PR #29, opened 2020-09-23
Sigma fun

LLFourn:
This introduces a new crate for composing sigma protocols using textbook `and`, `or`, `eq` composition. Hopefully it will eventually have threshold (m of n) and `neq` composition too.
It also provides sane and secure Fiat-Shamir transformation to a non-interactive proof system.

The idea is that you could take a specification like `eq(2,DL-secp256k1)` and compile it with a macro:
```rust
// create a proof for showing the DLOG of two points are the same
let proof_system = compile_sigma_proof_system!(eq(2,DL-secp256k1));
let proof = proof_system.prove(((G,xG,),(H, xH)), x);
```
TODO:
- `all` composition so you can and compose the same proof many times e.g. `all(256, DL-secp256k1)`
- the actual macro that does the compilation

I will probably merge this when I have done `all` and implemented the cross-curve DLEQ proof using it.


LLFourn:
This is what this crate needs before publishing:

- [ ] Write docs
- [ ] serde
- [ ] Vec security issues
- [ ] Avoid mutability in `Transcript` API

sigma_fun/Cargo.toml
```diff
@@ -0,0 +1,24 @@
+[package]
+name = "sigma_fun"
+version = "0.1.0"
+authors = ["LLFourn <lloyd.fourn@gmail.com>"]
+edition = "2018"
+
+# See more keys and their definitions at https://doc.rust-lang.org/cargo/reference/manifest.html
+
+[dependencies]
+generic-array = "0.14"
```
LLFourn, line 10: digest re-exports generic-array so let's just use that.

sigma_fun/src/lib.rs
```diff
@@ -0,0 +1,156 @@
...
+pub use all::All;
+pub mod ext;
+mod transcript;
+pub use transcript::*;
+
+pub trait Sigma {
+    type Witness;
+    type Statement;
+    type AnnounceSecret;
+    type Announce: core::cmp::Eq + core::fmt::Debug;
```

What the task asks → Set out every line from the material that contains the string "using".

Solution →
This introduces a new crate for composing sigma protocols using textbook `and`, `or`, `eq` composition. Hopefully it will eventually have threshold (m of n) and `neq` composition too.
I will probably merge this when I have done `all` and implemented the cross-curve DLEQ proof using it.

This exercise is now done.